(DATA SECTION)

PR #262, opened 2020-06-24
Add Search Engine Lookup plugin

rdswift:
This PR is to add the Search Engine Lookup plugin to the list of Picard Plugins available.

### DIFF
--- a/plugins/search_engine_lookup/__init__.py
+++ b/plugins/search_engine_lookup/__init__.py
@@ -27,13 +27,11 @@ PLUGIN_LICENSE_URL = "https://www.gnu.org/licenses/gpl-2.0.txt"
 
 from urllib.parse import quote_plus
 
-from PyQt5.QtWidgets import QMessageBox
-
 from picard import config, log
 from picard.cluster import Cluster
 from picard.plugins.search_engine_lookup.ui_options_search_engine_lookup import Ui_SearchEngineLookupOptionsPage
 from picard.ui.itemviews import BaseAction, register_cluster_action
-from picard.ui.mainwindow import MainWindow
+from picard.ui.mainwindow import MainWindow, QtWidgets
 from picard.ui.options import OptionsPage, register_options_page
 from picard.util.webbrowser2 import open as _open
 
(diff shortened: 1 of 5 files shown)


plugins/search_engine_lookup/__init__.py
```diff
@@ -0,0 +1,133 @@
...
+            if isinstance(cluster, Cluster):
+                parts = []
+                if 'albumartist' in cluster.metadata and cluster.metadata['albumartist']:
+                    parts.extend(str(cluster.metadata['albumartist']).split())
+                if 'album' in cluster.metadata and cluster.metadata['albumartist']:
+                    parts.extend(str(cluster.metadata['album']).split())
+                if parts:
+                    if config.setting["search_engine_lookup_extra_words"]:
+                        parts.extend(str(config.setting["search_engine_lookup_extra_words"]).split())
+                    url = ENGINES[config.setting["search_engine_lookup_provider"]] + quote_plus(' '.join(parts))
```
zas, line 59: I'd move `config.setting[*]' outside of the loop, storing values in local variables.

plugins/search_engine_lookup/__init__.py
```diff
@@ -0,0 +1,133 @@
...
+        # Settings for search engine provider
+        temp = config.setting["search_engine_lookup_provider"]
+        if temp not in ENGINES:
+            temp = 'Google'
+        if temp == 'Bing':
+            self.ui.rb_bing.setChecked(True)
+        elif temp == 'DuckDuckGo':
+            self.ui.rb_duckduckgo.setChecked(True)
+        else:
+            self.ui.rb_google.setChecked(True)
```
zas, line 110: Generating radio buttions would permit to make code more generic and remove hardcoded references to search engines. `ENGINES` could be used (and extended).

zas (approved):
LGTM.

phw (approved):

plugins/search_engine_lookup/__init__.py
rdswift: These are both excellent suggestions.  I'll chip away at them when I have time over the next couple of weeks and submit a pull request with the changes.  Do you see storing the engines in a persistent dictionary (which can be edited from the ui), and then building the radio buttons from there?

(End DATA SECTION)

▸ DIRECTIONS FOR THIS TASK
The material must be transcribed exactly, down to the last line.

▸ ANSWER SPACE
PR #262, opened 2020-06-24
Add Search Engine Lookup plugin

rdswift:
This PR is to add the Search Engine Lookup plugin to the list of Picard Plugins available.

### DIFF
--- a/plugins/search_engine_lookup/__init__.py
+++ b/plugins/search_engine_lookup/__init__.py
@@ -27,13 +27,11 @@ PLUGIN_LICENSE_URL = "https://www.gnu.org/licenses/gpl-2.0.txt"
 
 from urllib.parse import quote_plus
 
-from PyQt5.QtWidgets import QMessageBox
-
 from picard import config, log
 from picard.cluster import Cluster
 from picard.plugins.search_engine_lookup.ui_options_search_engine_lookup import Ui_SearchEngineLookupOptionsPage
 from picard.ui.itemviews import BaseAction, register_cluster_action
-from picard.ui.mainwindow import MainWindow
+from picard.ui.mainwindow import MainWindow, QtWidgets
 from picard.ui.options import OptionsPage, register_options_page
 from picard.util.webbrowser2 import open as _open
 
(diff shortened: 1 of 5 files shown)


plugins/search_engine_lookup/__init__.py
```diff
@@ -0,0 +1,133 @@
...
+            if isinstance(cluster, Cluster):
+                parts = []
+                if 'albumartist' in cluster.metadata and cluster.metadata['albumartist']:
+                    parts.extend(str(cluster.metadata['albumartist']).split())
+                if 'album' in cluster.metadata and cluster.metadata['albumartist']:
+                    parts.extend(str(cluster.metadata['album']).split())
+                if parts:
+                    if config.setting["search_engine_lookup_extra_words"]:
+                        parts.extend(str(config.setting["search_engine_lookup_extra_words"]).split())
+                    url = ENGINES[config.setting["search_engine_lookup_provider"]] + quote_plus(' '.join(parts))
```
zas, line 59: I'd move `config.setting[*]' outside of the loop, storing values in local variables.

plugins/search_engine_lookup/__init__.py
```diff
@@ -0,0 +1,133 @@
...
+        # Settings for search engine provider
+        temp = config.setting["search_engine_lookup_provider"]
+        if temp not in ENGINES:
+            temp = 'Google'
+        if temp == 'Bing':
+            self.ui.rb_bing.setChecked(True)
+        elif temp == 'DuckDuckGo':
+            self.ui.rb_duckduckgo.setChecked(True)
+        else:
+            self.ui.rb_google.setChecked(True)
```
zas, line 110: Generating radio buttions would permit to make code more generic and remove hardcoded references to search engines. `ENGINES` could be used (and extended).

zas (approved):
LGTM.

phw (approved):

plugins/search_engine_lookup/__init__.py
rdswift: These are both excellent suggestions.  I'll chip away at them when I have time over the next couple of weeks and submit a pull request with the changes.  Do you see storing the engines in a persistent dictionary (which can be edited from the ui), and then building the radio buttons from there?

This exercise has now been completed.